Material to process
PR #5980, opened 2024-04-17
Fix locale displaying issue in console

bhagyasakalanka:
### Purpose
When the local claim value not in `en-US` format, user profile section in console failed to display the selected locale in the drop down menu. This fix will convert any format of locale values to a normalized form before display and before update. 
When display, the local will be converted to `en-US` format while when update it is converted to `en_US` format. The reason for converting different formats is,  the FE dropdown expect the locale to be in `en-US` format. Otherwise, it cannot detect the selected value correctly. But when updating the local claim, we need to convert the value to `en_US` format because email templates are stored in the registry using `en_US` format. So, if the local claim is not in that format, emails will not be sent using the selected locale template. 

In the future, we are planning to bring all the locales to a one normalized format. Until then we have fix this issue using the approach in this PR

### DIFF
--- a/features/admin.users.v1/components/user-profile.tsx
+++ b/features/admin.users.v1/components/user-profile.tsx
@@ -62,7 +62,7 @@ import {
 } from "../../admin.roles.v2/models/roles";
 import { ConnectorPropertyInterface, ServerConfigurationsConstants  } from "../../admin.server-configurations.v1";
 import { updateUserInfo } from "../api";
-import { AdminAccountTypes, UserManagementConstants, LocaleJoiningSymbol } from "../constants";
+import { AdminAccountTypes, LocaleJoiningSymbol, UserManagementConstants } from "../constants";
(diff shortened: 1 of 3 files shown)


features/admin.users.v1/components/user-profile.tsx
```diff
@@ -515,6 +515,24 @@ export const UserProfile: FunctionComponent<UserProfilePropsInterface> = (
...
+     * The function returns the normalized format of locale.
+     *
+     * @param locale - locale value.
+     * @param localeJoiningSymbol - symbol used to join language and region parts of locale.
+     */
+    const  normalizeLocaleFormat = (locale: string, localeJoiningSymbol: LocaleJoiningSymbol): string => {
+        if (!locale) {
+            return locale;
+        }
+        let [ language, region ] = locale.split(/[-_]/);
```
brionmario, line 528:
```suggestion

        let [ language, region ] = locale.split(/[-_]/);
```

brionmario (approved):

==

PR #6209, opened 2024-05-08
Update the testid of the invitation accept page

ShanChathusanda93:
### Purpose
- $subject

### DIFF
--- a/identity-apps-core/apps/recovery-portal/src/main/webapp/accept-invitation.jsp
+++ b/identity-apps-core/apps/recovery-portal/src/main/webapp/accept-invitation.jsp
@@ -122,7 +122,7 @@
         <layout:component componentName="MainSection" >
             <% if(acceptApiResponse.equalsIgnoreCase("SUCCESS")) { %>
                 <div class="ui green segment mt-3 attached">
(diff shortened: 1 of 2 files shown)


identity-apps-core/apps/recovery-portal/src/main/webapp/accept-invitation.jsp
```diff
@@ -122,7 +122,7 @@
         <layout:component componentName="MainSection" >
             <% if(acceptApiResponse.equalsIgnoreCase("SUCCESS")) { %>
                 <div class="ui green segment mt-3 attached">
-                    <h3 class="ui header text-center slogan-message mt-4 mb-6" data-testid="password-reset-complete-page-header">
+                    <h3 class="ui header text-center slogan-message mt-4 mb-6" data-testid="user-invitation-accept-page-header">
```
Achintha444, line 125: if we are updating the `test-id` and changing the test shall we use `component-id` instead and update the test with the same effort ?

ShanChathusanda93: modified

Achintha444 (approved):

==

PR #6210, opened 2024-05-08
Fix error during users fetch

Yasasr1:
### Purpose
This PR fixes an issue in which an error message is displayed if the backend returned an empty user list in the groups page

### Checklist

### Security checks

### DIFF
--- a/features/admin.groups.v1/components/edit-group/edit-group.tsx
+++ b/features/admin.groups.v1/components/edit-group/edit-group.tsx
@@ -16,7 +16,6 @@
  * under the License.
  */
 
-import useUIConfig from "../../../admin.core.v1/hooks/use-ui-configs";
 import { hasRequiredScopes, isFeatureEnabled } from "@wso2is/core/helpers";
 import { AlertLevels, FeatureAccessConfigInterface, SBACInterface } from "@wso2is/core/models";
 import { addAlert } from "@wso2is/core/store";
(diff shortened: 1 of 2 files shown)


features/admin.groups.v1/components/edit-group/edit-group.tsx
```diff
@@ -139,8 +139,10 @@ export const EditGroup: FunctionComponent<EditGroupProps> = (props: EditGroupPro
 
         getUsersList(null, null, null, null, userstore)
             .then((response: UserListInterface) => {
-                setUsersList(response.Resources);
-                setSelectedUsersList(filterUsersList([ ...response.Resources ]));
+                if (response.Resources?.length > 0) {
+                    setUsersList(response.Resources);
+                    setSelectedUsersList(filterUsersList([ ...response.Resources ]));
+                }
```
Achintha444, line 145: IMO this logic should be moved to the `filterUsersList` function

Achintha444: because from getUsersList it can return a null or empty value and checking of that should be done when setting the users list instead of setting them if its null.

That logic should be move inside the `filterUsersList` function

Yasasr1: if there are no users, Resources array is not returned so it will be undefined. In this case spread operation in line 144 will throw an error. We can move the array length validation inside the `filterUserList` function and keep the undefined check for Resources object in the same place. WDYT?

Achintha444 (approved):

Exercise instructions
Using the entries, return every line where the word "testid" can be found.

Output
Update the testid of the invitation accept page
-                    <h3 class="ui header text-center slogan-message mt-4 mb-6" data-testid="password-reset-complete-page-header">
+                    <h3 class="ui header text-center slogan-message mt-4 mb-6" data-testid="user-invitation-accept-page-header">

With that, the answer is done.